Extracting reads with low mapping score from Bam file
2
0
Entering edit mode
8.2 years ago

Is there a way to extract the reads with low mapping score from Bam files? Samtools will remove reads with low mapping score if we specify the threshold for option -q. However, what I want is to save those reads to another separate file instead of discarding them.

next-gen • 5.7k views
2
Entering edit mode
8.2 years ago

You have a few options:

• Code up something simple with pysam
• Just use awk (e.g., samtools view foo.bam | awk '{if($5<10) {print$0}}' > foo.low_qual.sam)
0
Entering edit mode

Thanks very much for your information.

Could I ask you a further question? In the foo.low_qual.sam file, there won't be headers from the original foo.bam file. If so, could I still use samtools to convert the foo.low_qual.sam file into foo.low_qual.bam in order to save space? Also, could I use samtools to generate pileup file from foo.low_qual.bam if there is no problem in converting .sam to .bam?

Thank you so much!

0
Entering edit mode

That was just an abbreviated example. You could include headers too:

samtools view -h foo.bam | awk '{if(NF<5) {print $0} else if($5<10) {print $0}}' | samtools view -Sbo foo.low_qual.bam - I should note that that's approximate, I haven't ensured that it lacks typos. ADD REPLY 0 Entering edit mode The NF<5 criterium does not work to extract the headers. We know that each line of the Sam file header starts with @ character, can I use this information to extract the headers? If so, could you write down the command? I googled but haven't found useful information. ADD REPLY 0 Entering edit mode Odd, that should normally suffice. You can also just: samtools view -h foo.bam | awk '{if($1 ~ /^@/) {print $0} else if($5<10) {print $0}}' | samtools view -Sbo foo.low_qual.bam - ADD REPLY 0 Entering edit mode shorter: awk '($0 ~ /^$@/ || int($5)<10)'

0
Entering edit mode

That actually works! Previously, I forgot to add the option -h.

Thanks a lot!

0
Entering edit mode

Hi Devon,

Could you explain what NF<5 means? Also, I think there is no difference using the two command line you provided. Is this correct? Obviously, I'd like to adopt the faster one.

0
Entering edit mode

NF is "the number of fields". Normally headers only have a small number of fields per-line.

1
Entering edit mode
8.2 years ago

using my tool samjs : https://github.com/lindenb/jvarkit/wiki/SamJS

java -jar dist/samjs.jar -e 'record.getMappingQuality() > 20' \
-X discarded.bam -o accepted.bam in.bam
0
Entering edit mode

Thank you, Pierre.

I would like to try your tool if the IT people in my school is willing to install your javakit for me.

0
Entering edit mode

Could I directly download your tool samjs.jar and run the command line you wrote? I checked that I could run java in my cluster. I actually did what you provide in the Download and Install, however, I couldn't run ant. I tried to find samjs.jar, but failed to find it.

Thanks,

0
Entering edit mode

What if I cannot use ant on the server? Could I use SamJavascript.java directly? I obtained SamJavascript.java from the github you provided in the link of compilation.

0
Entering edit mode
0
Entering edit mode

I have installed ant and done the following steps:

git clone "https://github.com/lindenb/jvarkit.git"
cd jvarkit
git submodule init
git submodule update
cd htsjdk
ant clean
ant
cd ..


However, I couldn't find the samjs.jar using the command find . -name "samjs.jar". Could you tell me where I could get it?

0
Entering edit mode

and then you have to and samjs https://github.com/lindenb/jvarkit/wiki/SamJS#compilation . The jar should be created in the 'dist' folder.

0
Entering edit mode

Eventually, I get the samjs.jar on my Mac. I'm going to move it to the server so that I can use it there.

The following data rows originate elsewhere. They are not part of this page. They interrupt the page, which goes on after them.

PR #245, opened 2022-04-15
Leave group

maltee1:
This seems to work. Please take a look.
But I don't really know python, I mostly used copy & paste and common sense. I also don't know what possible issues to test for.

### DIFF
--- a/mautrix_signal/example-config.yaml
+++ b/mautrix_signal/example-config.yaml
@@ -194,6 +194,8 @@ bridge:
     resend_bridge_info: false
     # Interval at which to resync contacts (in seconds).
     periodic_sync: 0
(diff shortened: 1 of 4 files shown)


mautrix_signal/example-config.yaml
```diff
@@ -194,6 +194,8 @@ bridge:
     resend_bridge_info: false
     # Interval at which to resync contacts (in seconds).
     periodic_sync: 0
+    # Should leaving the room on Matrix make the user leave on Telegram?
```
sumnerevans, line 197:
```suggestion
    # Should leaving the room on Matrix make the user leave on Signal?
```

tulir (approved):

Thanks so much for your information!

0
Entering edit mode

The IT people in my school is unwilling to install ant on the server. Do you know other ways to compile and install your tool samjs?

By the way, is there other way to extract reads with low mapping scores in the Bam file? I don't want to convert the Bam file to Sam file first and then convert it back. I want to deal with the Bam files directly. Do you think that Bamtools would work?

0
Entering edit mode
The IT people in my school is unwilling to install ant on the server: Do you know other ways to compile and install your tool samjs: compile it at elsewhere. But you have to know java before moving the files to your school (and that's not my job, sorry).